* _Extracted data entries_
- - - - - - -
PR #13884, opened 2021-02-12
UI: Select search input value on /

ghengeveld:
Issue: -

## What I did

Besides setting focus to the search input, this also selects the input value so it can easily be replaced with a new query on subsequent searches.

## How to test


shilman (approved):
LGTM 👍

PR #13894, opened 2021-02-13
Addon-docs/Vue3: Attach app context from preview to inline stories

phated:
Issue: #13883

## What I did

I figured out how to attach an "app" context to a Vue 3 vnode that is rendered inline inside addon-docs. This solves the issue linked above. I'm unsure how this affects Vue 3 internals, but it seems to work in the example I added.

## How to test

- Does this need a new example in the kitchen sink apps? ✅ Added to the vue-3-cli example


shilman (approved):
LGTM!! 💯

PR #14384, opened 2021-03-29
CLI: Compatibility with sveltekit

j3rem1e:
Issue:

The current CLI doesn't work with sveltekit : 

1. sveltekit uses a `svelte.config.cjs` instead of `svelte.config.js`
2. it uses a project with `"type":"module"` : main and preview should be generated with a cjs extension

## What I did

Auto-detecting a svelte.config.cjs: in this case, it generated a `main.cjs` which imports this configuration.

## How to test


shilman (approved):
LGTM! 🚀

PR #14387, opened 2021-03-30
Controls: Fix defaultValue without PropType

tmeasday:
Issue: #14377

## What I did

Handle the case where `type` is `null`

## How to test

Chromatic - yes
Jest - couldn't get the `extractDocgenProps.test` to easily recreate this situation (you need the first prop to have a type and the second to not, which isn't possible in the current test harness).


shilman (approved):
LGTM! Thanks for the quick turnaround!

PR #14393, opened 2021-03-30
fix(ArgControl): unbox the value to simplify the code

stevensacks:
Issue:
The useState value was boxed unnecessarily.

## What I did
I unboxed the state.

## How to test
All the controls still work in all the controls in examples/official-storybook

I don't think so. This is a minor implementation change.

No.

No.


stevensacks:
Going to put this into a branch

PR #14394, opened 2021-03-30
Controls: Clean up arg unboxing and switch statements

stevensacks:
Issue:

## What I did
Cleaned up the ArgControl and Options by unboxing the value and using a dict instead of a large switch case.

## How to test
It's a minor implementation change and it works in all the examples/official-storybook actions stories.

No

No

No


shilman:
@ghengeveld can you take a look at the chromatic changes and let me know what you think?

ndelangen:
Those changes in chromatic look all right to me, this one seems a bit odd:

Screenshot 2021-04-22 at 17 25 41

Looks like the default value for this arg is a function that returns a string.
I'd think this can't have a control. (how would you edit a function?)

lib/components/src/blocks/ArgsTable/ArgControl.tsx
```diff
@@ -18,22 +18,39 @@ export interface ArgControlProps {
...
+
 const NoControl = () => <>-</>;
 
 export const ArgControl: FC<ArgControlProps> = ({ row, arg, updateArgs }) => {
   const { key, control } = row;
 
   const [isFocused, setFocused] = useState(false);
-  // box because arg can be a fn (e.g. actions) and useState calls fn's
-  const [boxedValue, setBoxedValue] = useState({ value: arg });
+  const [value, setValue] = useState(() => arg);
```
ndelangen, line 45: what's the point of doing this:

```ts
useState(() => arg);
```

lib/components/src/controls/options/Options.tsx
```diff
@@ -28,28 +28,36 @@ const normalizeOptions = (options: Options, labels?: Record<any, string>) => {
   return options;
 };
 
+const Controls: Record<string, FC> = {
+  check: CheckboxControl,
+  'inline-check': CheckboxControl,
```
ndelangen, line 33: @shilman I think in the future we might want to rename these to `check-inline`, minor DX improvement maybe. Not 100% sure if it's worth it, but could be an addition so no breaking change, WDYT?

ndelangen (approved):
Code changes look good to me.

lib/components/src/blocks/ArgsTable/ArgControl.tsx
shilman: I "boxed" the arg because if the arg was a function it was getting executed, but the boxed version fixes that. However, the function is better than boxing because it doesn't allocate extra memory

ghengeveld: Please re-add a comment explaining why we're doing "lazy" state initialization here.

ghengeveld (approved):

lib/components/src/blocks/ArgsTable/ArgControl.tsx
shilman:
```suggestion
  // this is because the value can be a function
  const [value, setValue] = useState(() => arg);
```

PR #14422, opened 2021-03-31
Addon-docs/ArgsTable: Fix sort parameter propagation

tooppaaa:
Issue: #14414

## What I did
Pass down storySort


tooppaaa:
@shilman, I think this can be a quick fix but there's something weird here.
Docs is picking the storySort of the current story when I think this should be the one from <Primary />. 

However the cases where we have multiple sorts per story should be pretty rare right ?

shilman (approved):
LGTM!

PR #14437, opened 2021-04-01
UI: Add show toolbar T in menu

DallasGale:
Issue: #13182

## What I did
1. The  ```useMenu``` hook has been extended to include  ```const toolbarToogle = useMemo(...)```. 
2. ```isToolshown``` boolean has been used in ```useMenu``` and in  the ```Sidebar``` component to pass down the state change to ```useMenu```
- - - - - - -
* _Task requirements_
An accurate, complete transcription of the records above is needed.

* _Solution_
PR #13884, opened 2021-02-12
UI: Select search input value on /

ghengeveld:
Issue: -

## What I did

Besides setting focus to the search input, this also selects the input value so it can easily be replaced with a new query on subsequent searches.

## How to test


shilman (approved):
LGTM 👍

PR #13894, opened 2021-02-13
Addon-docs/Vue3: Attach app context from preview to inline stories

phated:
Issue: #13883

## What I did

I figured out how to attach an "app" context to a Vue 3 vnode that is rendered inline inside addon-docs. This solves the issue linked above. I'm unsure how this affects Vue 3 internals, but it seems to work in the example I added.

## How to test

- Does this need a new example in the kitchen sink apps? ✅ Added to the vue-3-cli example


shilman (approved):
LGTM!! 💯

PR #14384, opened 2021-03-29
CLI: Compatibility with sveltekit

j3rem1e:
Issue:

The current CLI doesn't work with sveltekit : 

1. sveltekit uses a `svelte.config.cjs` instead of `svelte.config.js`
2. it uses a project with `"type":"module"` : main and preview should be generated with a cjs extension

## What I did

Auto-detecting a svelte.config.cjs: in this case, it generated a `main.cjs` which imports this configuration.

## How to test


shilman (approved):
LGTM! 🚀

PR #14387, opened 2021-03-30
Controls: Fix defaultValue without PropType

tmeasday:
Issue: #14377

## What I did

Handle the case where `type` is `null`

## How to test

Chromatic - yes
Jest - couldn't get the `extractDocgenProps.test` to easily recreate this situation (you need the first prop to have a type and the second to not, which isn't possible in the current test harness).


shilman (approved):
LGTM! Thanks for the quick turnaround!

PR #14393, opened 2021-03-30
fix(ArgControl): unbox the value to simplify the code

stevensacks:
Issue:
The useState value was boxed unnecessarily.

## What I did
I unboxed the state.

## How to test
All the controls still work in all the controls in examples/official-storybook

I don't think so. This is a minor implementation change.

No.

No.


stevensacks:
Going to put this into a branch

PR #14394, opened 2021-03-30
Controls: Clean up arg unboxing and switch statements

stevensacks:
Issue:

## What I did
Cleaned up the ArgControl and Options by unboxing the value and using a dict instead of a large switch case.

## How to test
It's a minor implementation change and it works in all the examples/official-storybook actions stories.

No

No

No


shilman:
@ghengeveld can you take a look at the chromatic changes and let me know what you think?

ndelangen:
Those changes in chromatic look all right to me, this one seems a bit odd:

Screenshot 2021-04-22 at 17 25 41

Looks like the default value for this arg is a function that returns a string.
I'd think this can't have a control. (how would you edit a function?)

lib/components/src/blocks/ArgsTable/ArgControl.tsx
```diff
@@ -18,22 +18,39 @@ export interface ArgControlProps {
...
+
 const NoControl = () => <>-</>;
 
 export const ArgControl: FC<ArgControlProps> = ({ row, arg, updateArgs }) => {
   const { key, control } = row;
 
   const [isFocused, setFocused] = useState(false);
-  // box because arg can be a fn (e.g. actions) and useState calls fn's
-  const [boxedValue, setBoxedValue] = useState({ value: arg });
+  const [value, setValue] = useState(() => arg);
```
ndelangen, line 45: what's the point of doing this:

```ts
useState(() => arg);
```

lib/components/src/controls/options/Options.tsx
```diff
@@ -28,28 +28,36 @@ const normalizeOptions = (options: Options, labels?: Record<any, string>) => {
   return options;
 };
 
+const Controls: Record<string, FC> = {
+  check: CheckboxControl,
+  'inline-check': CheckboxControl,
```
ndelangen, line 33: @shilman I think in the future we might want to rename these to `check-inline`, minor DX improvement maybe. Not 100% sure if it's worth it, but could be an addition so no breaking change, WDYT?

ndelangen (approved):
Code changes look good to me.

lib/components/src/blocks/ArgsTable/ArgControl.tsx
shilman: I "boxed" the arg because if the arg was a function it was getting executed, but the boxed version fixes that. However, the function is better than boxing because it doesn't allocate extra memory

ghengeveld: Please re-add a comment explaining why we're doing "lazy" state initialization here.

ghengeveld (approved):

lib/components/src/blocks/ArgsTable/ArgControl.tsx
shilman:
```suggestion
  // this is because the value can be a function
  const [value, setValue] = useState(() => arg);
```

PR #14422, opened 2021-03-31
Addon-docs/ArgsTable: Fix sort parameter propagation

tooppaaa:
Issue: #14414

## What I did
Pass down storySort


tooppaaa:
@shilman, I think this can be a quick fix but there's something weird here.
Docs is picking the storySort of the current story when I think this should be the one from <Primary />. 

However the cases where we have multiple sorts per story should be pretty rare right ?

shilman (approved):
LGTM!

PR #14437, opened 2021-04-01
UI: Add show toolbar T in menu

DallasGale:
Issue: #13182

## What I did
1. The  ```useMenu``` hook has been extended to include  ```const toolbarToogle = useMemo(...)```. 
2. ```isToolshown``` boolean has been used in ```useMenu``` and in  the ```Sidebar``` component to pass down the state change to ```useMenu```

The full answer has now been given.